Figure 4.1 is a graph of fitness scores for 10,000 random queries with no data perturbation. The optimal perturbation method will show up as a row of zeros. A large absolute error for the first ½ of the data is desirable. A small absolute error is desirable for the second ½ of the query sizes. Again the closer to zero the fitness score is the better it is. Notice that the data is grouped close together. This is true since there is no random perturbation in the data.

[pic]

Figure 4.1 Fitness Graph with No Perturbation

Uniform Random Perturbation

Next here is a graph of 1,000 random queries with 20% uniform random perturbation (Figure 4.2). The data is grouped close together but has some spread.

[pic]

Figure 4.2 Fitness Graph with Uniform Random Perturbation

Liew Perturbation

Figure 4.3 is a graph of 1,000 random queries with Liew perturbation allied. The data is grouped together but has a bit more spread.

[pic]

Figure 4.3 Fitness Graph with Liew Perturbation

Nielson Perturbation

Figure 4.4 is a graph of data with Nielson perturbation applied. Values of alpha=2.09 beta=1.18 and gamma=66.87 was used. Notice how there is a great random spread with smaller queries and a closely grouped spread with larger queries. This is desirable since we wish to perturb smaller datasets while preserving larger datasets. It is with smaller datasets that inference attacks occur.

[pic]

Figure 4.4 Fitness Graph with Nielson Perturbation

Simulation of databases with arrays

Databases use hard disks to store the data values. Hard disks are notably slow in access times. Because of this an array is used to simulate the database table. Each row in the array represents a record in the database table. The speed of access is not being compared. Rather the relative error is being compared. Because of this an array can be used to minimize the access time of the hard disk drive. Remember millions of database tables need to be simulated.

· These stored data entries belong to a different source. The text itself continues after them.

Issue #5356, opened 2026-05-21
There is a problem with the SSO single sign-on.


Womsxd:
### GPUStack version

v2.1.2 or main

### ▶️ Steps to reproduce

https://github.com/gpustack/gpustack/blob/1cd6004b16894d7caa7872480af2ac4dee4db28f/gpustack/routes/auth.py#L451-L462

`state=random_state_string`，这是一个固定的字符串，并不是一个随机的文本，state应该是一个随机的字符串文本

koko6888:
Verified in dev 905b292

PR #5360, opened 2026-05-21
fix: generate and verify random ``state`` in OIDC login to prevent login CSRF

gitlawr:
Address https://github.com/gpustack/gpustack/issues/5356

The ``/oidc/login`` handler was sending the literal string ``random_state_string`` as the OAuth ``state`` parameter, and the callback never checked it. That defeats the CSRF protection ``state`` is meant to provide -- an attacker could trigger a victim's browser to complete a callback against an attacker-controlled authorization code and silently bind the victim's session to the attacker's IdP account.

Generate a per-request ``secrets.token_urlsafe(32)`` value, stash it in a short-lived httpOnly ``gpustack_oidc_state`` cookie, and on callback require the query ``state`` to match via ``hmac.compare_digest`` before exchanging the code. Cookie is cleared on the success response.

Drive-by: build the authorize URL with ``urlencode`` so the redirect URI / scope are encoded correctly.

### DIFF
--- a/gpustack/api/auth.py
+++ b/gpustack/api/auth.py
@@ -44,6 +44,7 @@ logger = logging.getLogger(__name__)
 
 SESSION_COOKIE_NAME = "gpustack_session"
 OIDC_ID_TOKEN_COOKIE_NAME = "gpustack_oidc_id_token"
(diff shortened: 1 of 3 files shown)


yxf0314 (approved):
LGTM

Exploration of the solution space

Next let’s look at some of the possible solutions and evaluate whether they are better or worse than other solutions. Conventional methods include setting alpha=0 and beta=0. Then find the best gamma. Step two involves setting gamma=best and beta=0 and finding the best alpha. The final step is to set alpha=best and gamma=best and finding the set beta.

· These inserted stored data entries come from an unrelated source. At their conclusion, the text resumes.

PR #5369, opened 2026-05-25
feat: add consumer principal to model usage

gitlawr:
- **`refactor: track consumer principal for model usage`** — Adds
    `consumer_principal_id` to `model_usages` /
    `model_usage_details` / `model_usage_details_archive`,
    denormalized from `api_keys.owner_principal_id` at flush time
    with a back-fill for historical rows. The Usage API switches its
    Org dimension to filter on this column so an Org sees what its
    keys actually consumed (including across Org boundaries) rather
    than what its deployments served. Both Org owners and members
    share this single consumer view; a symmetric provider view is
    deferred until there's product surface for it. No `view`
    query parameter is exposed.

  - **`feat: allow org owners to manage org API keys`** — Org
    owners couldn't list / delete keys other members of their Org
    created — the surface was platform-admin only. Promote them to
    the same management scope, gated to the current Org. Platform
    admin "All" mode is unchanged.

  - **`fix: scope my-models by current principal context`** —
    `non_admin_user_models` now records `via_principal_id` /
    `via_principal_kind` on each row, so `GET /my-models`
    can partition by the request's Org context: Personal scope
    surfaces USER/GROUP-mediated grants plus PUBLIC/AUTHED, Org
    act-as surfaces grants tied to that specific Org plus
    PUBLIC/AUTHED. Admin act-as for `GET /my-models` also goes
    through a grants-inclusive predicate so it matches what a
    non-admin member of the same Org would see; the management
    endpoint (`GET /v1/model-routes`) keeps the narrow owner-only
    filter.

  - **`fix: add missing ModelRouteService.get_by_name`** — The
    OpenAI proxy called `model_route_service.get_by_name` to stamp
    `request.state.model_route_id`, but the method was never
    defined; every Playground request hit `AttributeError` in disabled gateway mode.

  - **`fix(usage): stamp consumer_principal_id from gateway
    organization_id`** — The wasm token-usage plugin emits
    `organization_id` (raw `X-Organization-Id`); the flush-time
    snapshot now parses it back to int and fills the DB column
    when the api_key path didn't supply one. `_make_buffer_key`
    includes `organization_id` so two metrics from the same user
    but different Org contexts within one flush window don't merge
    in memory and split on the DB upsert.

  - **`fix: apply MyModel visibility filter to /v1/models`** —
    `/v1/models` (the OpenAI-compatible listing the Playground
    uses) read the MyModel view without the Personal/Org partition
    that `GET /my-models` applies, so a user in Personal view could
    see (and invoke) a model granted to one of their Orgs. Layer
    the same predicate onto the listing.

### DIFF
--- a/gpustack/migrations/versions/2026_04_28_1200-7c5e3f9a2d18_multi_tenancy_foundation.py
+++ b/gpustack/migrations/versions/2026_04_28_1200-7c5e3f9a2d18_multi_tenancy_foundation.py
@@ -697,6 +697,65 @@ def upgrade() -> None:
                     ondelete='SET NULL',
                 )
 
+    # model_usages also needs a consumer-side tenant pointer for "usage made
+    # with this Org's API keys" views. It intentionally differs from
+    # owner_principal_id when Org A calls a deployment shared by Org B.
+    if not column_exists('model_usages', 'consumer_principal_id'):
+        with op.batch_alter_table('model_usages', schema=None) as batch_op:
+            batch_op.add_column(
+                sa.Column('consumer_principal_id', sa.Integer(), nullable=True)
+            )
+            batch_op.create_foreign_key(
+                'fk_model_usages_consumer_principal_id_principals',
+                'principals',
+                ['consumer_principal_id'],
+                ['id'],
+                ondelete='SET NULL',
+            )
+            batch_op.create_index(
+                'ix_model_usages_consumer_principal_id',
+                ['consumer_principal_id'],
+                unique=False,
+            )
+
+    for tbl in (
+        'model_usages',
+        'model_usage_details',
+        'model_usage_details_archive',
+    ):
+        if not table_exists(tbl) or not column_exists(tbl, 'consumer_principal_id'):
+            continue
+        if dialect == 'mysql':
+            op.execute(
+                sa.text(
+                    f"""
+                    UPDATE {tbl} mu
+                    JOIN api_keys ak ON ak.access_key = mu.access_key
+                    SET mu.consumer_principal_id = ak.owner_principal_id
+                    WHERE mu.consumer_principal_id IS NULL
+                    """
+                )
+            )
+        else:
+            op.execute(
+                sa.text(
+                    f"""
+                    UPDATE {tbl}
+                    SET consumer_principal_id = (
+                        SELECT api_keys.owner_principal_id
+                        FROM api_keys
+                        WHERE api_keys.access_key = {tbl}.access_key
+                    )
+                    WHERE consumer_principal_id IS NULL
+                      AND EXISTS (
+                        SELECT 1
+                        FROM api_keys
+                        WHERE api_keys.access_key = {tbl}.access_key
+                      )
+                    """
+                )
+            )
+
     # model_files only had worker_id; add cluster_id for direct
     # cluster_access-based filtering.
     if not column_exists('model_files', 'cluster_id'):
@@ -1003,9 +1062,6 @@ def upgrade() -> None:
 
 
 def downgrade() -> None:
-    bind = op.get_bind()
-    dialect = bind.dialect.name
-
     # Splitting principals back into a USER-only ``users`` table is not
     # mechanical: ORG/GROUP rows have ids in the same space as the
     # original users, and FK definitions on legacy tables (api_keys,
--- a/gpustack/migrations/versions/2026_03_10_1600-8bf38a6bb3b5_v2_2_0_database_changes.py
+++ b/gpustack/migrations/versions/2026_03_10_1600-8bf38a6bb3b5_v2_2_0_database_changes.py
@@ -364,8 +364,12 @@ def upgrade() -> None:
             # audit-survival reasons as the other id columns on this table:
             # ``ON DELETE SET NULL`` on the live Principal would erase the
             # historical owner attribution that breakdown / billing relies
-            # on. Sourced at flush time from the model / api_key owner.
+            # on. Sourced at flush time from the model.
             sa.Column('owner_principal_id', sa.Integer(), nullable=True),
+            # Consumer tenant scope snapshot, denormalized from the API key
+            # owner. This can differ from owner_principal_id for cross-Org
+            # shared model usage.
+            sa.Column('consumer_principal_id', sa.Integer(), nullable=True),
             sa.Column('provider_id', sa.Integer(), nullable=True),
             sa.Column('provider_name', sa.String(255), nullable=True),
             sa.Column('provider_type', sa.String(255), nullable=True),
@@ -404,6 +408,12 @@ def upgrade() -> None:
         )
         op.create_index(
             f'ix_{table_name}_user_id', table_name, ['user_id'], unique=False
+        )
+        op.create_index(
+            f'ix_{table_name}_consumer_principal_id',
+            table_name,
+            ['consumer_principal_id'],
+            unique=False,
         )
         op.create_index(
             f'ix_{table_name}_api_key_id',
--- a/gpustack/routes/api_keys.py
+++ b/gpustack/routes/api_keys.py
@@ -23,7 +23,7 @@ from gpustack.schemas.api_keys import (
     ApiKeysPublic,
     ApiKeyUpdate,
 )
-from gpustack.schemas.principals import PrincipalType
+from gpustack.schemas.principals import OrgRole, PrincipalType
 from gpustack.schemas.users import User
 from gpustack.server.services import APIKeyService
 from gpustack.utils.api_keys import get_masked_api_key_value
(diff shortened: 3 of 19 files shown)


gpustack/migrations/versions/2026_04_28_1200-7c5e3f9a2d18_multi_tenancy_foundation.py
```diff
@@ -697,6 +697,78 @@ def upgrade() -> None:
...
+            continue
+        with op.batch_alter_table(tbl, schema=None) as batch_op:
+            batch_op.add_column(
+                sa.Column('consumer_principal_id', sa.Integer(), nullable=True)
+            )
+            batch_op.create_index(
+                f'ix_{tbl}_consumer_principal_id',
+                ['consumer_principal_id'],
+                unique=False,
+            )
```
orangedeng: Is it necessary? I saw  the comsumer_principal_id has been added in last migration script.

gitlawr: Updated

orangedeng:
## MyModel's `pid` is not a true primary key — identity map will silently dedupe

`gpustack/schemas/model_routes.py` declares `__mapper_args__ = {'primary_key': ["pid"]}`, but the current pid in `stmt.py` is `route_id:user_id`. The view's own docstring says "one row per (user, route, granting-principal) chain" — the same `(user, route)` can be emitted on multiple authorization chains, so **pid does repeat in practice**.

### The duplication is already reachable in this PR's view (folding not required)

Route R configured with `access_policy='ALLOWED_PRINCIPALS'`, grants = `[group_5, group_6]`, user 7 is a member of both groups:

| pid | via_principal_id | via_principal_kind |
|---|---|---|
| `"R:7"` | 5 | `'GROUP'` |
| `"R:7"` | 6 | `'GROUP'` |

The Personal filter `kind IN ('USER','GROUP')` **lets both rows through**. `SELECT COUNT(*)` returns 2, but SQLAlchemy's identity map merges them into a single instance keyed by pid. Consequences:

- Pagination `total = 2` but `items` actually has length 1
- The `via_principal_*` fields come from an arbitrary row (non-deterministic)
- Behavior relies on "the filter happens to leave one row" being true — admin/debug paths without the filter would expose this

### Suggested fix: include `via_principal_id` in pid

Let pid actually satisfy the "one row per chain" invariant the docstring claims:

```sql
-- MySQL
CONCAT(m.id, ':', u.id, ':', IFNULL(CAST(via_principal_id AS CHAR), ''))

-- PG / openGauss / sqlite
CAST(m.id AS TEXT) || ':' || CAST(u.id AS TEXT) || ':' || COALESCE(CAST(via_principal_id AS TEXT), '')
```

### NULL handling is mandatory

The PUBLIC/AUTHED branch emits `via_principal_id = CAST(NULL AS {int_type})`. Both dialects' string concatenation propagate NULL through the whole expression:

- MySQL: `CONCAT('a', NULL, 'b')` → `NULL`
- PG / openGauss / sqlite: `'a' || NULL || 'b'` → `NULL`

`CAST(NULL AS X)` only changes the declared type, not the value — still NULL. So `IFNULL` / `COALESCE` wrapping is required; otherwise PUBLIC/AUTHED rows land with NULL pid, and SQLAlchemy's behavior on NULL PK is undefined (varies across versions).

After the fix, pid looks like:

```
"42:7:"      ← PUBLIC/AUTHED
"42:7:10"    ← ORG/GROUP grant via principal 10
"42:7:7"     ← USER grant to self
```

Order matters in `COALESCE(CAST(x AS TEXT), '')`: CAST first, then COALESCE — both branches now return TEXT/CHAR, no type-inference ambiguity. The reverse order would error in PG because "one branch is integer, the other is text".

### Things to consider once the fix lands

- `SELECT COUNT(*)` now counts "chains" instead of "routes". If My Models wants to show "number of routes I can access", the API layer needs a `DISTINCT ON (route_id, user_id)` or `GROUP BY` collapse. If the product intent is "show the route via each chain" (with badges like "shared via Acme Org"), the new count is already correct.
- `_get_model_route` MyModel branch's `.limit(1)` still picks an arbitrary row — adding `.order_by(MyModel.via_principal_id)` (or any stable ordering) makes the result deterministic.

orangedeng:
## `access_policy` folding suggestion: ORG ≡ ALLOWED_PRINCIPALS=[owner_principal_id]

`access_policy='ORG'` is semantically the implicit special case of `ALLOWED_PRINCIPALS = [owner_principal_id]` — visibility, `via_principal_id`, and `via_principal_kind` are equivalent across all three dimensions. The view's branch 2 and branch 4 emit literally identical rows in the user 7 / Acme(id=100) scenario.

This suggestion **does NOT need to be done in PR #5369**; the "view emits `via_principal_*` so the API can partition Personal vs Org" work in #5369 is the necessary prep. Recording the folding direction here as a reference for follow-up refactoring.

### UX sketch

Current PR's "create/edit route sharing settings":

```
┌─ Sharing ──────────────────────────────────┐
│ ○ Public         (anonymous access)        │
│ ○ Authenticated  (any logged-in user)      │
│ ○ My Org         (all members of <Org>)    │  ← access_policy='ORG'
│ ○ Specific Users [+ user_a + user_b ...]   │  ← ALLOWED_USERS
│ ○ Specific Orgs/Groups [+ Eng ...]         │  ← ALLOWED_PRINCIPALS
└────────────────────────────────────────────┘
```

After folding, only PUBLIC / AUTHED / GRANTED remain:

```
┌─ Sharing ──────────────────────────────────┐
│ ○ Public                                   │
│ ○ Authenticated                            │
│ ● Granted to:                              │
│     ☑ My Org (Acme)   ← pre-checked,       │
│                         represents "share  │
│                         with my Org"       │
│     ☐ Engineering (group)                  │
│     ☐ user_a@example.com                   │
│     ☐ Partner Org X                        │
└────────────────────────────────────────────┘
```

"My Org" turns from a single-select enum value into a pre-checked row in the grant list; the other three grant kinds become same-table same-column. The frontend can keep the bold/top-pinned/default-checked visual treatment, but storage is uniformly a `model_route_principals` row.

### Storage equivalence

Two storage representations of route 42 / owner=100(Acme):

```
Current PR (access_policy='ORG'):      After folding (access_policy='GRANTED'):

model_routes                           model_routes
┌────┬────────┬───────────┐            ┌────┬────────┬─────────┐
│ 42 │ 100    │ 'ORG'     │            │ 42 │ 100    │'GRANTED'│
└────┴────────┴───────────┘            └────┴────────┴─────────┘

model_route_principals                 model_route_principals
   (no row for this route)             ┌──────────┬──────────────┐
                                       │ route=42 │ principal=100│ ← backfilled
                                       │          │  (Acme)      │   by migration
                                       └──────────┴──────────────┘
```

A one-shot data migration inserts `(route_id, owner_principal_id)` into the grant table for every `policy='ORG'` route.

### Filter equivalence matrix

User 7 (Acme member) in different contexts:

| Context | Current PR branch | Folded branch | Emitted `(via_id, kind)` | Personal filter | Org-100 act-as filter |
|---|---|---|---|---|---|
| Personal view | branch 2 (`policy='ORG'`) | branch 4 (`grant=100`) | `(100, 'ORG')` | ✗ dropped | n/a |
| Switch to Acme(100) | same | same | `(100, 'ORG')` | n/a | ✓ kept |
| Switch to PartnerOrg(200) | not hit (not a member) | same | — | n/a | ✗ dropped |
| External user 9 | not hit | not hit | — | invisible | invisible |

All four scenarios produce identical visibility — folding introduces zero semantic drift.

### Further optimizations

**1. Fold `access_policy` (independent first step)**

5 enum values collapse to 3 (PUBLIC / AUTHED / GRANTED); the view shrinks from 4 branches to 2~3; "share with my Org" in the UX becomes a pre-checked row in the grant list.
USER grants can fold into GRANTED too — branch 3's independence today is purely a query optimization (USER principals aren't in `principal_users`, so direct lookup saves a JOIN). That's a perf concern, not a data-model concern.

**2. Drop `via_principal_kind` (orthogonal to folding, but suggested together)**

Precompute `personal_principal_ids = {user.id} ∪ {user's GROUP ids}` on `TenantContext`, change the Personal filter to:

```python
# Current
via_principal_id IS NULL OR via_principal_kind IN ('USER','GROUP')

# After
via_principal_id IS NULL OR via_principal_id IN :personal_principal_ids
```

The Org filter stays `via_principal_id IS NULL OR via_principal_id = :current_principal_id`. Both sides become shape-symmetric, the view sheds one column, and branch 4 no longer needs to JOIN `principals pr` just to fetch kind.

**3. Doing both steps together is cleanest**

Folding without dropping kind makes kind feel more redundant (all grants now come from the single `model_route_principals` table, but kind still requires a JOIN to `principals` — worse cost-benefit). Bundling both into one refactor is the cleanest end state.

### Final shape reference

```
access_policy ∈ {PUBLIC, AUTHED, GRANTED}

view: non_admin_user_models
  ├─ branch A: PUBLIC/AUTHED      → via_principal_id = NULL
  └─ branch B: GRANTED            → via_principal_id = mrp.principal_id
       (USER direct lookup + principal_users expansion OR'd into one branch)

TenantContext:
  current_principal_id: int          # who you're acting-as
  personal_principal_ids: set[int]   # = {user.id} ∪ user's GROUP ids
  current_is_personal_scope: bool

filter:
  if personal_scope:
      via_principal_id IS NULL OR via_principal_id IN :personal_principal_ids
  else:
      via_principal_id IS NULL OR via_principal_id = :current_principal_id
```

The view column set shrinks from `via_principal_id, via_principal_kind` to just `via_principal_id`; `access_policy` enum shrinks from 5 to 3; filter predicates become shape-symmetric on both sides (both are "via matches some principal id set").

gitlawr:
UPDATE:
Resolved issues in the first comment.
Leave access policy folding to follow-up PRs.

orangedeng (approved):
LGTM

First let’s set alpha=0 and beta=0 and explore the range of gamma:

[pic]

Figure 4.5 Fitness Exploration with alpha=0, beta=0 and Gamma changing

Next let’s set gamma to its optimal value = 310 in the graph and set beta=0 and look at alpha:

[pic]

Figure 4.6 Fitness Exploration with beta=0, gamma=310 and alpha changing

Next let’s set gamma=310 and alpha to its optimal value=2 in the graph and explore beta values:

[pic]

Figure 4.7 Fitness Exploration with alpha=2, Gamma=310 and beta changing

Figure 4.8 include fitness results of 1000 random databases with Nielson perturbation applied:

[pic]

Figure 4.8 Fitness of a Nielson Perturbation

As the query size goes up the randomness of the values decreases, which is the desired outcome.

Evolutionary algorithm

But what is the optimal value of alpha, beta, and gamma? An evolutionary algorithm is next employed to find the best values of these parameters. It works by starting at a random point and then adding a random factor to alpha, beta, and gamma. It then runs a simulation to see the average fitness score. If the result is better it then uses the new values and starts over again. If the result is worse than the original then it uses the old values and starts over. In order to explore the other values of the parameters there is a 5% probability of a random restart. This process continues for 1000 generations. The best scores are then displayed. Because each generation requires a simulation of millions of databases this process takes a significant amount of CPU power and time to complete.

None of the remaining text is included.